6. System information

khengkok commented 3 years ago

I also encountered the same error with the latest pull. Seems that this bug was just introduced recently. I have an older TFOD repo that didn't have this issues. May want to try to pull an older repo

awaisbajwaml commented 3 years ago

@khengkok which version worked fo ryou

khengkok commented 3 years ago

The repo I had working is with commit ID 9da3a08109237162752bea0fd951af849eb13cdc

awaisbajwaml commented 3 years ago

thanks @khengkok

@tombstone @jch1 and @pkulzc any solution to this?

adamzhg commented 3 years ago

I also encountered the same error with the latest pull today.

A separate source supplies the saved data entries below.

PR #687, opened 2019-09-18
feat: include creator in project metadata

### LINKED ISSUE #659: Project metadata to contain info about project name and creator
As a Renku owner, I should be able to find `schema:name` and `schema:creator` among the project triples like follows:
```
<rdf:Description rdf:about="https://dev.renku.ch/virginiafriedrich/datasets-test">
  <rdf:type rdf:resource="http://www.w3.org/ns/prov#Location"/>
  <rdf:type rdf:resource="http://xmlns.com/foaf/0.1/Project"/>
  <schema:name>namespace/project-name</ns1:name>
  <schema:creator rdf:resource="https://orcid.org/0000-0003-4498-2870"/>
</rdf:Description>
```

rokroskar:
closes #659


renku/api/repository.py
```diff
@@ -132,10 +133,9 @@ def cwl_prefix(self):
         return str(self.workflow_path.resolve().relative_to(self.path))
 
     @cached_property
```
jsam: Since we are not creating new attrs object (no additional initializers), I think there is no need to have it cached. In fact caching it might cause problems if I manually change the attributes on the project (e.g. path).

renku/models/_jsonld.py
```diff
@@ -331,7 +331,10 @@ def from_jsonld(
             raise ValueError(data)
 
         if '@type' in data:
-            type_ = tuple(sorted(data['@type']))
+            type_ = data['@type']
```
jsam: I find this `_jsonld` wrapper quite difficult to read. Could we add a commend what this change does? Just to make it a little bit easier for future to read/maintain this code.

renku/models/_jsonld.py
```diff
@@ -375,8 +381,10 @@ def from_jsonld(
 
         data_ = {}
         if client:
-            data_['client'] = client
-            data_['commit'] = commit
+            if client:
```
jsam: Why `if client` twice?

renku/models/_jsonld.py
```diff
@@ -375,8 +381,10 @@ def from_jsonld(
...
+                data_['client'] = client
+            if commit:
+                data_['commit'] = commit
```
jsam: Maybe we should add a comment in which cases commit could be None? Not sure if we have that comment anywhere, could be useful for a future reference.

renku/models/_jsonld.py
```diff
@@ -399,7 +407,7 @@ def from_yaml(cls, path, client=None, commit=None):
         import yaml
 
         with path.open(mode='r') as fp:
-            source = yaml.safe_load(fp) or {}
+            source = yaml.load(fp, Loader=yaml.BaseLoader) or {}
```
jsam: Why remove safe load? This might be a security issue.

tests/test_projects.py
```diff
@@ -62,17 +95,18 @@ def test_project_serialization():
     assert 'created' in context
 
 
-def test_project_metadata_compatibility():
+@pytest.mark.parametrize("project_meta,version", [(PROJECT_V1, '1'), (PROJECT_V2, '2')])
+def test_project_metadata_compatibility(project_meta, version):
     """Test loading of the initial version."""
-    project = Project.from_jsonld(yaml.safe_load(PROJECT_V1))
-
+    project = Project.from_jsonld(yaml.load(project_meta, Loader=yaml.BaseLoader))
```
jsam:
```suggestion
    project = Project.from_jsonld(yaml.safe_load(project_meta, Loader=yaml.BaseLoader))
```

tests/test_projects.py
```diff
@@ -62,17 +95,18 @@ def test_project_serialization():
     assert 'created' in context
 
 
-def test_project_metadata_compatibility():
+@pytest.mark.parametrize("project_meta,version", [(PROJECT_V1, '1'), (PROJECT_V2, '2')])
+def test_project_metadata_compatibility(project_meta, version):
```
jsam: Maybe we should add a test where we assert for translation of schema.

renku/api/repository.py
rokroskar: ah true, I removed the instantiation of the object here

renku/models/_jsonld.py
rokroskar: done

renku/models/_jsonld.py
rokroskar: because you have to subclass the loader to prevent it from loading datetime strings as datetime objects - using `BaseLoader` loads everything as strings. 

from the docs: 

> BaseLoader(stream) does not resolve or support any tags and construct only basic Python objects: lists, dictionaries and Unicode strings.

tests/test_projects.py
rokroskar: I started to do that but then realized that if the translation doesn't happen, `name` is set to `None` so this test fails.

rokroskar: I agree though that maybe an explicit test would be better - do you have a suggestion?

rokroskar:
@jsam thanks for the review - I tried to add some descriptive comments, please see if they make more sense now.

rokroskar:
ps: I added a commit that modifies the `Pipfile` and `Pipfile.lock`  -- this is to enable e.g. `pipenv run pytest`. I can move it do a different PR if anyone thinks it doesn't belong here.

renku/models/_jsonld.py
```diff
@@ -50,6 +50,35 @@
...
 
+# Shamelessly copy/pasting from SO:
+# https://stackoverflow.com/questions/34667108/ignore-dates-and-times-while-parsing-yaml
+# This is needed to allow us to load from yaml and use json down the line.
+class NoDatesSafeLoader(yaml.SafeLoader):
+    """Used to safely load basic python objects but ignore datetime strings."""
+    @classmethod
+    def remove_implicit_resolver(cls, tag_to_remove):
+        """
+        Remove implicit resolvers for a particular tag
```
jsam: Format is off, I think.

tests/test_projects.py
jsam: https://gist.github.com/jsam/3329f961d8062d6d917eddbb5dc45cd2

Pipfile
```diff
@@ -4,7 +4,7 @@ verify_ssl = true
 name = "pypi"
 
 [packages]
-renku = {editable = true, path = "."}
+renku = {editable = true,extras = ["all"],path = "."}
```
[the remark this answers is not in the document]
rokroskar: why would it break existing PRs?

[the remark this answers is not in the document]
jsam: Sorry, I couldn't make the commend on the lock file, I'm referring to updating package in the lock file.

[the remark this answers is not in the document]
rokroskar: right - but even that won't matter - tests don't run with `pipenv`.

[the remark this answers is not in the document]
jsam: I use locally pipenv to setup different python environments to check how things work on different python versions.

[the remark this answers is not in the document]
rokroskar: 👍 I removed the commit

It causede by the following code in model_lib_v2.py(Line 525 ): dummy_image, dummy_shapes = detection_model.preprocess( tf.zeros([1, 512, 512, 3], dtype=tf.float32)) dummy_prediction_dict = detection_model.predict(dummy_image, dummy_shapes) It looks like predict a dummy pic without providing groundtruth? @tombstone @jch1 @khengkok

awaisbajwaml commented 3 years ago

Any luck Tensorflow team? @tombstone @jch1 and @pkulzc

adamzhg commented 3 years ago

I comment the following code in model_lib_v2.py out and go on my model trainning.
''' dummy_image, dummy_shapes = detection_model.preprocess( tf.zeros([1, 512, 512, 3], dtype=tf.float32)) dummy_prediction_dict = detection_model.predict(dummy_image, dummy_shapes) ''' until now it works, but I do not know whether it will cause potential risks. @awaisbajwaml

awaisbajwaml commented 3 years ago

@adamzhg thanks for the suggestion.

I will build doing the same and try training on the same backbone.

@tombstone @jch1 @pkulzc

awaisbajwaml commented 3 years ago

Any updated guys?

@tombstone @jch1 @pkulzc

awaisbajwaml commented 3 years ago

I had a fix and similar to this , closing this issue.

https://medium.com/mlearning-ai/tensorflow-2-4-with-cuda-11-2-gpu-training-fix-87f205215419

csiki commented 2 years ago

@awaisbajwaml your medium post has nothing to do with the error. could you describe how it got fixed?